The need for increased surveillance due to increase in flight volume in remote or oceanic regions outside the range of traditional radar coverage has been fulfilled by the advent of space-based Automatic Dependent Surveillance — Broadcast (ADS-B) Surveillance systems. ADS-B systems have the capability of providing air traffic controllers with highly accurate real-time flight data. ADS-B is dependent on digital communications between aircraft and ground stations of the air route traffic control center (ARTCC); however these communications are not secured. Anyone with the appropriate capabilities and equipment can interrogate the signal and transmit their own false data; this is known as spoofing. The possibility of this type of attacks decreases the situational awareness of United States airspace.

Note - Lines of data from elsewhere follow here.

PR #3401, opened 2025-02-05
Check if Integreat Development Header is set for requests

ulliholtgrave:
### Short description

Check if the X-INTEGREAT-DEVELOPMENT header is set before forwarding the request to matomo.

### Proposed changes

- Check if the HTTP header "X-Integreat-Development" is set for requests to matomo.


charludo (changes requested):
The actual change looks good, but please revert themypy change 😄 

I am a bit confused though, what's the error you receive? mypy is not throwing any on your branch for me, neither through the devtool nor through pre-commit.

charludo (approved):

svenseeberg (approved):

Issue #3379, opened 2025-01-29
Adjust event filter for long-term even


MizukiTemma:
### Motivation

#3355 introduces a new event type "long-term". The event filter needs to be adjusted accordingly.

### Proposed Solution

- Add a new check box "long-term events" to "Recurring events" and "Non-recurreing events"

Other adjustments must be delievred togather if necessary.

PR #3410, opened 2025-02-07
Adjust filters for long term events

JoeyStk:
### Short description

This PR refactors the event filters, adjusts the filters for long term events and adds a test.

### Proposed changes

- Refactor event list
- Adjust filters
- Add test

### Side effects

- Please check if I didn't break anything with the refactoring
- I deleted all comments as I think the code is more speaking now - but this might be "author blindness", so please let me know if you want to restore any comments

### Resolved issues

Fixes: #3379

### DIFF
--- a/integreat_cms/cms/constants/recurrence.py
+++ b/integreat_cms/cms/constants/recurrence.py
@@ -22,11 +22,14 @@ DATATYPE: Final = int
 
 #: Events that are recurring, i.e. take place more than once
 RECURRING: Final = 1
-#: Events that are not recurring, i.e. take place only once
-NOT_RECURRING: Final = 2
+#: Events that are not recurring and only take place on one day
+ONE_TIME: Final = 2
+#: Events that are not recurring but take place over a long period of time
+LONG_TERM: Final = 3
 
 #: Choices to use these constants in a database field
 CHOICES: Final[list[tuple[int, Promise]]] = [
     (RECURRING, _("Recurring events")),
-    (NOT_RECURRING, _("Non-recurring events")),
+    (ONE_TIME, _("One time events")),
+    (LONG_TERM, _("Long term events")),
 ]
--- a/integreat_cms/cms/forms/events/event_filter_form.py
+++ b/integreat_cms/cms/forms/events/event_filter_form.py
@@ -10,6 +10,7 @@ from datetime import date, datetime, time
 from typing import TYPE_CHECKING
 
 from django import forms
+from django.db.models import F, Q
 
 if TYPE_CHECKING:
     from ...models import Region
@@ -89,6 +90,9 @@ class EventFilterForm(CustomFilterForm):
         :param events: the unfiltered events
         :param events: the filtered events
         """
+        if not self.is_enabled:
+            return events
+
         cleaned_time_range = self.cleaned_data["events_time_range"]
         if not cleaned_time_range or set(cleaned_time_range) == set(
             events_time_range.ALL_EVENTS,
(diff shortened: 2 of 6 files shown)


JoeyStk:
If some knows how to fix the tests, I'm open to suggestions! @jonbulz Mizuki gave me the hint that you might something about this :)

JoeyStk:
> Why did you re-name the events anyway?

My idea was to be explicit. The test event is a weekly recurring event and we use it for this case and while refactoring I thought it would be the cleaner way to rename it and to be clear about what the test is for. I wouldn't mind it too much if I had to name it back, but don't think it's ideal :)

integreat_cms/cms/forms/events/event_filter_form.py
```diff
@@ -82,35 +83,21 @@ class EventFilterForm(CustomFilterForm):
...
+        Filter events by time range
 
-        :param events: The list of events
-        :param region: The current region
-        :param language_slug: The slug of the current language
-        :return: The filtered list of events, the poi used for filtering, and the search query
+        :param events: the unfiltered events
+        :param events: the filtered events
         """
-        if not self.is_enabled:
```
jonbulz, line 99: I did some digging as to why tests are failing (e.g. test_view_status_code_12) and found that some EventFilterForms that are not "enabled" have no "events_time_range" in self.cleaned_data, thus throwing a KeyError here

JoeyStk: Interesting! Thank you very much!
Please feel free to commit to this branch if you find a fix :)

But aside from that I have one question. So, I still have a check [if events are enabled](https://github.com/digitalfabrik/integreat-cms/pull/3410/files#diff-10626a88b853c33e85394820b84a767b701d3b51fc0a2e9b61d4f56403a93b2eR233-R234), which is the same except for the return statement. Do you think that's the problem?

jonbulz (approved):

jonbulz:
@JoeyStk it took longer than anticipated, but I finally fixed the tests. Could you have a look at my changes?

JoeyStk:
Thank you soooo much! :heart_eyes: I'll check it out in a bit :)

integreat_cms/release_notes/current/unreleased/3379.yml
```diff
@@ -0,0 +1,2 @@
+en: Adjust event filters for long-term events
+de: Passe die Veranstaltungsfilter für langfristige Ereignisse an
```
JoeyStk, line 2:
```suggestion
de: Passe die Veranstaltungsfilter für fortlaufende Ereignisse an
```

JoeyStk:
To me it looks and works as expected! So this PR is ready to have it's second review :)

JoeyStk:
I increased the importance of this PR as it's the follow-up PR to an already existing feature

integreat_cms/cms/constants/recurrence.py
```diff
@@ -22,11 +22,14 @@
 
 #: Events that are recurring, i.e. take place more than once
 RECURRING: Final = 1
-#: Events that are not recurring, i.e. take place only once
-NOT_RECURRING: Final = 2
+#: Events that are not recurring and only take place on one day
+SINGLE_DAY: Final = 2
```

The purpose of this project is to design a secure transmission framework that prevents ADS-B signals from being spoofed. Three alternative methods of securing ADS-B signals are evaluated: hashing, symmetric encryption, and asymmetric encryption. Security strength of the design alternatives is determined from research. Feasibility criteria are determined by comparative analysis of alternatives. Economic implications and possible collision risk is determined from simulations that model the United State airspace over the Gulf of Mexico and part of the airspace under attack respectively. The ultimate goal of the project is to show that if ADS-B signals can be secured, the situational awareness can improve and the ARTCC can use information from this surveillance system to decrease the separation between aircraft and ultimately maximize the use of the United States airspace.